In any case, the diseases in question and the flora in the margins are intrinsically connected, the tissue being the nature of the islands themselves. The congenital colorblindness of Pingelap is a direct result of the place’s isolation and its vulnerability to natural cataclysm–it was a storm that decimated the island’s population and enforced inbreeding, causing a recessive gene to flourish. The origins of lytico-bodig on Guam are still mysterious (as is the fact that, apparently, no one born after 1950 or so has been afflicted); there are many theories afloat, one of them involving the culinary use of the fruit of the cycad, a genus of fernlike shrub that is among the oldest forms of life on the planet.
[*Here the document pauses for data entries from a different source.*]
PR #2893, opened 2024-11-25
Merge b4bdev 20241125

### LINKED ISSUE #17: albgrd and albgri history fields depend on decomposition, for urban points
**Bill Sacks < sacks@ucar.edu > - 2013-08-31 07:26:34 -0600**
**Bugzilla Id:** [1806](http://bugz.cgd.ucar.edu/show_bug.cgi?id=1806)
**Bugzilla CC:**  muszala@ucar.edu,  oleson@ucar.edu,  rfisher@ucar.edu, 

I believe that this problem only affects history fields, and doesn't actually affect the operation of the model. This is a restatement of the initial bug in bug 1310 (most of the comments in that bug report really relate to a different bug).

For urban points, albgrd and albgri depend on the decomposition - either the number of tasks or the number of threads per task.

I believe that what is going on is the following (copied from bug 1310; I haven't checked carefully whether the behavior has changed slightly from this): 

(1) In UrbanMod.F90: UrbanAlbedo: A count is made of the number of urban
landunits with coszen > 0 (num_solar); note that this count is just of the
number of landunits that this processor is responsible for; thus, this is where
the # PE-dependence comes in, I think.

(2) Later in that subroutine, a bunch of calculations are done if num_solar > 0
-- i.e., if this PE is responsible for at least one urban landunit with coszen
> 0. Note that many of these calculations are done for all landunits, even ones
for which coszen = 0. This introduces the possibility for different results
depending on the decomposition.

(3) The particular difference that I am seeing is in albgrd & albgri. These are
initialized to 0 at the start of the subroutine, and so remain 0 on any PE for
which num_solar = 0. However, for PEs with num_solar > 0, landunits that have
coszen = 0 end up getting albgrd = albgri = 1. This is because the calculation
of albgrd & albgri depends on the values of the sref_* variables, which are
initialized to 1 (and stay at 1 for any landunit for which coszen = 0).

I have confirmed this by comparing the following from clm4_5_20: SMS_Lm1_P180x1.f19_g16.ICLM45BGC.yellowstone_intel vs SMS_Lm1_P360x1.f19_g16.ICLM45BGC.yellowstone_intel - both with ALBGRD, ALBGRI, ALBD and ALBI added to history output.

One thing I am confused about is whether this problem occurs from albgrd and albgri, but not for albd and albi - since the latter seem to just be copies of the former in UrbanMod.

### LINKED ISSUE #747: In UrbanAlbedo: Create a filter for coszen>0 and operate over that
UrbanAlbedo currently calculates a variable `num_solar`, and then there is a big block of code that is only done if `num_solar > 0`: 
https://github.com/ESCOMP/ctsm/blob/2632be6af65ad7d1c0d23ae501c76b3cf68d0d6c/src/biogeophys/UrbanAlbedoMod.F90#L264-L429

This logic causes a dependence of some diagnostic fields on decomposition (#17). Moreover, while the current logic avoids doing any work if num_solar == 0, it is less efficient than it could be in the (probably common) case where num_solar > 0 but < num_urban.

So for the sake of both fixing this dependence on decomposition and performance, we should introduce a filter in this routine (which is also passed down to the routines it calls) that holds just the points with coszen>0. Then we should operate over that filter, and remove the `num_solar > 0` conditional.

Blocks #17 .

ekluzek:
### Description of changes

- Update git-fleximod
- Fix equation number in tech note
- Implement urbanl and urbanc coszen filters
- Make ALBGRD and ALBGRI active by default
- Some adjustments to control pylint for the crop calendar python code
- Run_sys_tests: Print test list in --verbose/--debug

### Specific notes

Contributors other than yourself, if any: @jedwards4b @olyson @adrifoster @seleneonowe @samsrabin 

  Fixes #17 albgrd and albgri history fields depend on decomposition, for urban points
  Fixes #747 In UrbanAlbedo: Create a filter for coszen>0 and operate over that

- New options in run_sys_tests
- ALBGRD/ALBGRI now on h0 history file by default

Testing performed, if any: will run regular testing
  So far ran PFUNIT tests, build-namelist tests, and python tests, running aux_clm on Derecho


slevis-lmwg (approved):
Approving to unblock Erik.

ekluzek:
Testing on Derecho and Izumi is passing as expected. I'm still seeing the mpi-serial nag tests failing at runtime as we did before, even though I had seen it working for cases yesterday. So I'm moving forward with the tag.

Sacks’ informed curiosity about the causes of the disease (which might hold a clue to the unsolved mysteries surrounding its Western relatives) is hardly separable from his affection for the plant. At one point, he is so taken by a large cycad cone that, “intrigued by the almost-animal warmth of the cone, I hugged it, impulsively, and almost vanished in a large cloud of pollen.” This is comical, and he knows it, but it is also characteristic of the love and wonder he feels for the myriad adaptations of life, especially its most wayward forms.

The Island of the Colorblind is an odd book, part case study, part travelogue, part weave of digressions, but this oddness is a measure of the personality that unifies it. It also reflects the fact that the islands are the subject here, in both the literary and the clinical sense of the word, and that disease, flora, and topography are all essential and inseparable constituents of their dossier. Sacks allows the reader to browse at will among the curio-filled cabinets of his mind. This openness is what makes him such a sympathetic observer of others, and also what can best persuade the apprehensive lay reader that science expresses the very highest imagination.